How to Destroy the Myth of the Proper Solution - endswapper
https://hackernoon.com/how-to-destroy-the-myth-of-the-proper-solution-94ca958def1f
======
unabst
Isn't what he describes "the Perfect Solution" problem? In politics, it's used
to block any progress by attacking the fact that the solution is not perfect.
Obama talks about it often in relation to getting things done. Even if he
wanted single payer healthcare, faced with it being impossible, he does the
next best thing. His adversaries would blame him for an imperfect solution,
but so would many of his supporters. Though there are things that he hasn't
made progress on, I'd say overall his method works.

I'd take "proper solutions" to mean "nothing improper" which, to my
understanding, is an extremely practical and feasible design goal for quality
control purposes. Proper solutions definitely exist in this context.
Encryption, handling user input, speed optimizations are good examples.

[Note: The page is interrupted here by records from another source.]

PR #1447, opened 2020-05-05
Mobile app: improved detection

simison:
Another attempt at fixing https://github.com/Trustroots/trustroots/pull/1139#issuecomment-618893929 and unblock iOS release: https://github.com/Trustroots/trustroots-expo-mobile/issues/10

#### Proposed Changes

* Instead of waiting for native mobile app wrapper send us a signal and _then_ setting `window.isNativeMobileApp`, set it already on server-side rendered template if there's `?app` query argument.

I updated the mobile app load this way in https://github.com/Trustroots/trustroots-expo-mobile/pull/15/files#diff-958f6f56cd42c904603d226cd36a57b6R78 a while back. There might be some apps out there that don't support this but I'm not overly concerned about those; they'll keep functioning anyway.

Motivation is to make easier to modify UI for mobile app wrapper, more acutely to hide "app store badges" for iOS release ([Apple requirement](https://github.com/Trustroots/trustroots-expo-mobile/issues/10#issuecomment-528238274)).

#### Testing Instructions

* Open page via `http://localhost:3000?app`
* Ensure as logged-out user that frontpage doesn't have app store badges
* Ensure as logged-in usre that http://localhost:3000/navigation doesn't have app store badges
* Ensure that otherwise via `http://localhost:3000` those are visible

Screenshot 2020-05-05 at 23 38 46
Screenshot 2020-05-05 at 23 38 25
Screenshot 2020-05-05 at 23 38 12
Screenshot 2020-05-05 at 23 38 05


config/lib/express.js
```diff
@@ -102,6 +102,12 @@ module.exports.initLocalVariables = function(app) {
     // https://expressjs.com/en/api.html#req.path
     res.locals.canonicalUrl = res.locals.hostPort + req.path;
 
+    // Native mobile app wrapper loads the site with `?app` URL query argument.
+    res.locals.isNativeMobileApp = Object.prototype.hasOwnProperty.call(
```
nicksellen, line 106: We have lodash `has` here presumably? Would look nicer/neater :)

simison: Ahh yes, you're right. I was too sleepy to think. :-)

I'd go further and say, if a solution is proper (not wrong), and progressive
(makes something better), it's good enough. Maximizing the better part might
be subjective yada yada, but better is measurable, and there is no need to
introduce the "proper" problem when dealing with the "better" problem.
Whatever "better" that needs to get done should get done "properly". Isn't
that what we're all already doing?

And of course, nothing is ever perfect. But it's a good moving target.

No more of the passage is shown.